WHAT YOU SHOULD DO – From the line containing "(diff shortened: 1 of 4 files shown)" down to the line containing "#### Steps to reproduce" in the records below, reproduce every line exactly, ends included, and omit all others.

------------------------------

PR #7984, opened 2019-05-15
WIP: Bigtable : Remove channel and add new transport

sangramql:
See: #6278

Initial wiring for transport.

### DIFF
--- a/bigtable/google/cloud/bigtable/client.py
+++ b/bigtable/google/cloud/bigtable/client.py
@@ -275,7 +275,7 @@ class Client(ClientWithProject):
     def table_data_transport(self):
         """Getter for the gRPC stub used for the Table Admin Transport API.
 
-        :rtype: :class:`.bigtable_grpc_transport.BigtableGrpcTransport
+        :rtype: :class:`.bigtable_grpc_transport.BigtableGrpcTransport`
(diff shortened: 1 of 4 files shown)


sangramql:
@sduskis @tseaver @AVaksman 
Please review the initial approach for transport.

bigtable/google/cloud/bigtable/client.py
```diff
@@ -130,6 +133,7 @@ def __init__(
         read_only=False,
         admin=False,
         client_info=_CLIENT_INFO,
+        transport=None,
```
sduskis: There needs to be 2 new transports: `data_transport` and `admin_transport`.  (Table and Instance admin operations go to the same end point).  A `transport` is basically a method pointer.  Please see [here](https://github.com/googleapis/google-cloud-python/blob/master/bigtable/google/cloud/bigtable_admin_v2/gapic/bigtable_table_admin_client.py#L192) for an example of where an admin transport would be used

sangramql: Got it. Thank you for the pointer.
Actually I got confused when I was going through and comparing bigtable_instance_admin_grpc_transport.py and bigtable_instance_admin_client.py and thought those can be used independently.

Issue #7111, opened 2019-01-10
Datastore: expose 'reserveIds' at top level.


Kazade:
#### Environment details

1. Datastore
2. Fedora 28
3. Python 3.6
4. google-cloud-datastore 1.7.3

#### Steps to reproduce

 The `Client` object doesn't expose the `reserve_ids` function (for preventing keys being accidentally reused by the auto-allocator), it does however expose the related `allocate_ids` (https://github.com/googleapis/google-cloud-python/blob/master/datastore/google/cloud/datastore/client.py#L487)

It would be great if this could be added, in the meantime I'm planning to use the private `Client._datastore_api.reserve_ids` method directly.

PR #8017, opened 2019-05-17
expose reserveIds

HemangChothani:
issue [7111] (https://github.com/googleapis/google-cloud-python/issues/7111)


tseaver:
@HemangChothani Your patch looks pretty good:  I'd like to have some extra assertions about the values passed, but otherwise fine.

------------------------------

ANSWER FOR THE TASK –
(diff shortened: 1 of 4 files shown)


sangramql:
@sduskis @tseaver @AVaksman 
Please review the initial approach for transport.

bigtable/google/cloud/bigtable/client.py
```diff
@@ -130,6 +133,7 @@ def __init__(
         read_only=False,
         admin=False,
         client_info=_CLIENT_INFO,
+        transport=None,
```
sduskis: There needs to be 2 new transports: `data_transport` and `admin_transport`.  (Table and Instance admin operations go to the same end point).  A `transport` is basically a method pointer.  Please see [here](https://github.com/googleapis/google-cloud-python/blob/master/bigtable/google/cloud/bigtable_admin_v2/gapic/bigtable_table_admin_client.py#L192) for an example of where an admin transport would be used

sangramql: Got it. Thank you for the pointer.
Actually I got confused when I was going through and comparing bigtable_instance_admin_grpc_transport.py and bigtable_instance_admin_client.py and thought those can be used independently.

Issue #7111, opened 2019-01-10
Datastore: expose 'reserveIds' at top level.


Kazade:
#### Environment details

1. Datastore
2. Fedora 28
3. Python 3.6
4. google-cloud-datastore 1.7.3

#### Steps to reproduce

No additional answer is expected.